## WHAT YOU WILL DO
Please return the full listing below without altering anything.

## RECORDS FOR THIS EXERCISE
#####

PR #565, opened 2024-04-02
feat: collect address on checkout if it is required for taxation, and sync it

anujk14:
Currently, if `stripe_auto_tax` is enabled, and the user does not have an address associated with the billing account, we get an error from stripe as follows:
```
{
    "code": "customer_tax_location_invalid",
    "doc_url": "https://stripe.com/docs/error-codes/customer-tax-location-invalid",
    "status": 400,
    "message": "Automatic tax calculation in Checkout requires a valid address on the Customer. Add a valid address to the Customer or set either `customer_update[address]` to 'auto' or `customer_update[shipping]` to 'auto' to save the address entered in Checkout to the Customer.",
    "request_id": "",
    "request_log_url": "",
    "type": "invalid_request_error"
}
```

In order to fix this, the `customer_update[address]` field needs to be set to `auto` in order to collect the billing address for taxation during the checkout. This address is later synced back to Frontier's database in the `syncWithProvider` method in checkouts.

Stripe checkout screen when address is not pre-added:
Screenshot 2024-04-02 at 1 54 47 PM

Stripe checkout screen when address was already added earlier to stripe account:
Screenshot 2024-04-02 at 1 54 36 PM

### DIFF
--- a/billing/checkout/service.go
+++ b/billing/checkout/service.go
@@ -485,7 +485,6 @@ func (s *Service) SyncWithProvider(ctx context.Context, customerID string) error
 				}
 			}
 		}
-
 	}
 
 	// if payment is completed, create subscription for them in system
--- a/billing/checkout/service.go
+++ b/billing/checkout/service.go
@@ -50,6 +50,7 @@ type Repository interface {
 type CustomerService interface {
 	GetByID(ctx context.Context, id string) (customer.Customer, error)
 	List(ctx context.Context, filter customer.Filter) ([]customer.Customer, error)
+	Update(ctx context.Context, customer customer.Customer) (customer.Customer, error)
 }
 
 type PlanService interface {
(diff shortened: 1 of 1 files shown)


billing/checkout/service.go
```diff
@@ -456,6 +460,31 @@ func (s *Service) SyncWithProvider(ctx context.Context, customerID string) error
 		if checks[idx], err = s.repository.UpdateByID(ctx, ch); err != nil {
 			return fmt.Errorf("failed to update checkout session: %w", err)
 		}
+
+		if checkoutSession.CustomerDetails != nil && checkoutSession.CustomerDetails.Address != nil {
```
kushsharma, line 464: Instead of syncing these details here, I think we should add a `cron` syncer just like we have for checkouts/subscriptions if we want to keep customer details in sync always. This is not done for customers at the moment.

#####

## FINISHED EXERCISE
PR #565, opened 2024-04-02
feat: collect address on checkout if it is required for taxation, and sync it

anujk14:
Currently, if `stripe_auto_tax` is enabled, and the user does not have an address associated with the billing account, we get an error from stripe as follows:
```
{
    "code": "customer_tax_location_invalid",
    "doc_url": "https://stripe.com/docs/error-codes/customer-tax-location-invalid",
    "status": 400,
    "message": "Automatic tax calculation in Checkout requires a valid address on the Customer. Add a valid address to the Customer or set either `customer_update[address]` to 'auto' or `customer_update[shipping]` to 'auto' to save the address entered in Checkout to the Customer.",
    "request_id": "",
    "request_log_url": "",
    "type": "invalid_request_error"
}
```

In order to fix this, the `customer_update[address]` field needs to be set to `auto` in order to collect the billing address for taxation during the checkout. This address is later synced back to Frontier's database in the `syncWithProvider` method in checkouts.

Stripe checkout screen when address is not pre-added:
Screenshot 2024-04-02 at 1 54 47 PM

Stripe checkout screen when address was already added earlier to stripe account:
Screenshot 2024-04-02 at 1 54 36 PM

### DIFF
--- a/billing/checkout/service.go
+++ b/billing/checkout/service.go
@@ -485,7 +485,6 @@ func (s *Service) SyncWithProvider(ctx context.Context, customerID string) error
 				}
 			}
 		}
-
 	}
 
 	// if payment is completed, create subscription for them in system
--- a/billing/checkout/service.go
+++ b/billing/checkout/service.go
@@ -50,6 +50,7 @@ type Repository interface {
 type CustomerService interface {
 	GetByID(ctx context.Context, id string) (customer.Customer, error)
 	List(ctx context.Context, filter customer.Filter) ([]customer.Customer, error)
+	Update(ctx context.Context, customer customer.Customer) (customer.Customer, error)
 }
 
 type PlanService interface {
(diff shortened: 1 of 1 files shown)


billing/checkout/service.go
```diff
@@ -456,6 +460,31 @@ func (s *Service) SyncWithProvider(ctx context.Context, customerID string) error
 		if checks[idx], err = s.repository.UpdateByID(ctx, ch); err != nil {
 			return fmt.Errorf("failed to update checkout session: %w", err)
 		}
+
+		if checkoutSession.CustomerDetails != nil && checkoutSession.CustomerDetails.Address != nil {
```
kushsharma, line 464: Instead of syncing these details here, I think we should add a `cron` syncer just like we have for checkouts/subscriptions if we want to keep customer details in sync always. This is not done for customers at the moment.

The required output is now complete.